- What this task involves: Going through the data below, find how many lines include the word "nice", and reply with that number alone.

- Data for this exercise:
PR #2955, opened 2019-08-14
dashboard: allow server_kwargs to override defaults

### LINKED ISSUE #2915: [Feature] Let allow_websocket_origin to be overridden
When distributed creates the Bokeh server for the dashboard it passes `allow_websocket_origin=["*"]` ([here](https://github.com/dask/distributed/blob/cc4fc7d8fe42c41b328ade1db54dd88da904244a/distributed/dashboard/core.py#L36)).

That's not great from a security standpoint: any webpage on the internet can run Javascript to interact with your dashboard, exploit any security holes there might be in the installed version of Tornado, exfiltrate information about your cluster etc. Changing the default would break compatibility, but it would be nice if I could at least override it for my apps. Unfortunately, passing something through service_kwargs doesn't work, because then the argument is passed twice.

I'd like to suggest changing the way the constructor is called so that first a dictionary is constructed with the internal args, then update it with server_kwargs, then `**` that dict into the call. That way the user kwargs can override the other arguments. Apologies for not providing a PR (yet) - I'm about to go on holiday and wanted to file this before I forgot.

bmerry:
Closes #2915.

### DIFF
--- a/distributed/dashboard/core.py
+++ b/distributed/dashboard/core.py
@@ -28,16 +28,16 @@ class BokehServer(object):
             ip = None
         for i in range(5):
             try:
-                self.server = Server(
-                    self.apps,
+                server_kwargs = dict(
                     port=port,
                     address=ip,
                     check_unused_sessions_milliseconds=500,
                     allow_websocket_origin=["*"],
                     use_index=False,
                     extra_patterns=[(r"/", web.RedirectHandler, {"url": "/status"})],
-                    **self.server_kwargs
                 )
+                server_kwargs.update(self.server_kwargs)
+                self.server = Server(self.apps, **server_kwargs)
                 self.server.start()
 
                 handlers = [
--- a/distributed/dashboard/tests/test_scheduler_bokeh_html.py
+++ b/distributed/dashboard/tests/test_scheduler_bokeh_html.py
@@ -6,7 +6,8 @@ import pytest
 pytest.importorskip("bokeh")
 
 from tornado.escape import url_escape
-from tornado.httpclient import AsyncHTTPClient, HTTPClientError
+from tornado.httpclient import AsyncHTTPClient, HTTPClientError, HTTPRequest
+from tornado.websocket import websocket_connect
 
 from dask.sizeof import sizeof
 from distributed.utils import is_valid_xml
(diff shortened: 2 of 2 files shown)


bmerry:
@martindurant this is what I had in mind. I'm not sure what to do about tests, because from what I can see none of the existing tests in distributed/dashboard/tests are customising service_kwargs. Is it all being tested via the CLI tests? Should I wire up a CLI option for allow_websocket_origin to test it?

martindurant:
I don't know about the testing per se, but it does seem useful to allow these overrides on the CLI. It comes with the complexity of inferring types, though, so it may not be worth the hassle.

mrocklin:
> because from what I can see none of the existing tests in distributed/dashboard/tests are customising service_kwargs

Yeah... our testing of the dashboard isn't the greatest.  Honestly, most of the Dask developers don't have much experience testing web systems.

If you have thoughts on how to test this well that would certainly be welcome in order to ensure that this improvement doesn't get removed accidentally in the future.

> Should I wire up a CLI option for allow_websocket_origin to test it?

The CLI options are getting somewhat unweildy.  I would be more inclined to use configuration for less-frequently-used features like this if possible.

bmerry:
> Yeah... our testing of the dashboard isn't the greatest. Honestly, most of the Dask developers don't have much experience testing web systems.

I'm afraid I'm largely in the same boat.

In theory I don't think this should be *that* hard to test: pass an overridden allow_websocket_origin, then make an OPTIONS request to the websocket endpoint and check the Access-Control-Allow-Origin header. I'm not sure exactly where such a test belongs in the codebase though.

mrocklin:
> I'm not sure exactly where such a test belongs in the codebase though.

I would probably use distributed/dashboard/tests/test_scheduler_bokeh.py

Hopefully there are other tests in there that would serve as examples

mrocklin:
It's also not a huge deal if you can't test this.  It would be nice though.

bmerry:
> It's also not a huge deal if you can't test this. It would be nice though.

I'll give it a go, but if it turns into a pain I'll abandon the testing.

bmerry:
It turns out websocket security doesn't work the way I thought it did (Same Origin Policy and CORS do not apply, and the server has to enforce origin policies), but I've cooked up a test. It might be touch fragile because it has to encode the bokeh-protocol-version into the URL.

mrocklin:
> It might be touch fragile because it has to encode the bokeh-protocol-version into the URL.

Do you have a sense for how fragile this is or how often it is likely to change?  Perhaps a comment here helping the next person along would reduce concerns?

bmerry:
> Do you have a sense for how fragile this is or how often it is likely to change?

The fact that it's still protocol version 1.0 after however many years Bokeh has been around suggests that it's unlikely to change frequently.

mrocklin:
Sounds sensible.  OK, merging.  Thanks @bmerry !

PR #2957, opened 2019-08-16
it's safe to add A robust case or omit the error

abaelhe:
for example,   
  worker0( 'tls://10.252.19.48:63530' ):  pub = Pub(topic_name)
  worker1( 'tls://10.252.19.49:63530' ):  sub = Sub(topic_name, worker=w)
  
if :
    del worker0
when calling:
                   scheduler.extensions["pubsub"].add_subscriber( name=topic_name, ...  )
then:
                  pubsub.scheduler.worker_send('tls://10.252.19.48:23530', {"op": "pubsub-add-subscriber", "address": 'tls://10.252.19.49:63530', "name": topic_name})
   may receive A  "KeyError"              

so it's safe to omit the error

### DIFF
--- a/distributed/scheduler.py
+++ b/distributed/scheduler.py
@@ -2423,7 +2423,6 @@ class Scheduler(ServerNode):
         """
         if isinstance(plugin, type):
             plugin = plugin(self, **kwargs)
-tls://10.252.19.48:23530
         if idempotent and any(isinstance(p, type(plugin)) for p in self.plugins):
             return
 
--- a/distributed/scheduler.py
+++ b/distributed/scheduler.py
@@ -2423,7 +2423,7 @@ class Scheduler(ServerNode):
         """
         if isinstance(plugin, type):
             plugin = plugin(self, **kwargs)
-
+tls://10.252.19.48:23530
         if idempotent and any(isinstance(p, type(plugin)) for p in self.plugins):
             return
 
@@ -2443,6 +2443,8 @@ class Scheduler(ServerNode):
             self.stream_comms[worker].send(msg)
         except (CommClosedError, AttributeError):
             self.loop.add_callback(self.remove_worker, address=worker)
+        except KeyError:
+            pass
 
     ############################
     # Less common interactions #


mrocklin:
Thank you for the pull request @abaelhe 

Two requests:

1.  Can you remove this line: `tls://10.252.19.48:23530`
2.  Can you add a test?  In the description of this PR you have a good beginning I think.

abaelhe:
> Thank you for the pull request @abaelhe
> 
> Two requests:
> 
> 1. Can you remove this line: `tls://10.252.19.48:23530`



> 2. Can you add a test?  In the description of this PR you have a good beginning I think.



> Thank you for the pull request @abaelhe
> 
> Two requests:
> 
> 1. Can you remove this line: `tls://10.252.19.48:23530`
@mrocklin 
    Accepted. 

> 2. Can you add a test?  In the description of this PR you have a good beginning I think.
@mrocklin 
    To this commit, code review is good enough. Let's keep things simple and useful.
There are so many more important things to do other than test, especially at current early stage of our project.
Actually i've found and fixed many other more important  "dask/distributed"  bugs in my job time.
and maybe submit new commits.

abaelhe:
@mrocklin @jbcrail 
it's time to  approve and merge ?

abaelhe:
@mrocklin

mrocklin:
I'm sorry, I'm not willing to make a change this large without understanding what was going wrong before.  We use `send_to_worker` very frequently, and I have not heard of problems with KeyErrors before.  If there is a specific issue around Pub/Sub then I recommend making a reproducible example so that others can see the problem, then maybe we can make a more focused change.

abaelhe:
@mrocklin that is not Pub|Sub issue; BUT may caused by
  <SCHEDULER_INSTANCE>.remove_worker(...) before <SCHEDULER_INSTANCE>.worker_send(...) ;

i experienced this issue in my work cluster with many nodes for Tensorflow training and estimation with CUDA GPU Acceleration ;

since the cluster is in AsyncStream|Actor Computation model. and there are many users at the same time;  The true reason is in deep investigation. 

with above commit we can avoid the issue, and my training and estimation work is PASSED.

mrocklin:
If we are trying to send a message to a worker that does not exist, then that is a problem.  We should identify the root problem.

I recommend raising an issue with a minimal reproducible example and a traceback.  See https://matthewrocklin.com/blog/work/2018/02/28/minimal-bug-reports

I'm closing this for now.  Thank you @abaelhe for the PR.  We're going to choose not to merge this.  My apologies if this causes you some inconvenience.

PR #2963, opened 2019-08-17
Add support for separate external address for SpecCluster scheduler

### LINKED ISSUE #2962: SpecCluster Multiple IP addresses
There are situations when creating a distributed cluster where the workers will need to connect to the scheduler on an internal private IP address but the client should connect on an external public IP.

One example of this would be out-of-cluster kubernetes where the workers need to connect via the internal container networking IP but the client should connect through an external load balancer or node port. Another would be on AWS ECS where the scheduler is assigned both an internal and external address, sadly workers are not able to route to the external address and clients are not able to route to the internal address.

When creating the scheduler via the various APIs both addresses will be known, but currently the `SpecCluster` only takes a single address which is passed on to the worker tasks as well as used to connect the RPC.

I propose that we make it possible for an external address to optionally also be set, which will be used for the RPC and daskboard urls. The `scheduler_comm` is created [here](https://github.com/dask/distributed/blob/master/distributed/deploy/spec.py#L228) and we could change it to `self.scheduler.external_address or self.scheduler.address` with `self.scheduler.external_address` defaulting to `None`.

jacobtomlinson:
Minimal implementation which closes #2962.

Allow `SpecCluster` scheduler tasks to set an optional `external_address` property which will be used for the RPC connection instead of the scheduler address.

Allows clusters to be created and managed externally while allowing workers to continue to talk on an internal network.

### DIFF
--- a/distributed/deploy/spec.py
+++ b/distributed/deploy/spec.py
@@ -226,7 +226,7 @@ class SpecCluster(Cluster):
         self.status = "starting"
         self.scheduler = await self.scheduler
         self.scheduler_comm = rpc(
-            self.scheduler.external_address or self.scheduler.address,
+            getattr(self.scheduler, "external_address", None) or self.scheduler.address,
             connection_args=self.security.get_connection_args("client"),
         )
         await super()._start()
--- a/distributed/deploy/spec.py
+++ b/distributed/deploy/spec.py
@@ -23,6 +23,7 @@ class ProcessInterface:
 
     def __init__(self):
         self.address = None
+        self.external_address = None
         self.lock = asyncio.Lock()
         self.status = "created"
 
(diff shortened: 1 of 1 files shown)


mrocklin:
If we do this then we might also want to override the `dashboard_link` property from the Cluster superclass.

https://github.com/dask/distributed/blob/912b6f79787b778ff4cfbde67b1378b69adc9540/distributed/deploy/cluster.py#L193-L201

mrocklin:
Ah, never mind about the `dashboard_link`, that uses `scheduler_address`, which uses `scheduler_comm.address`

mrocklin:
OK, I'm +1 on this.  If you're ok with things I'll merge on passed tests.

- Answer: 3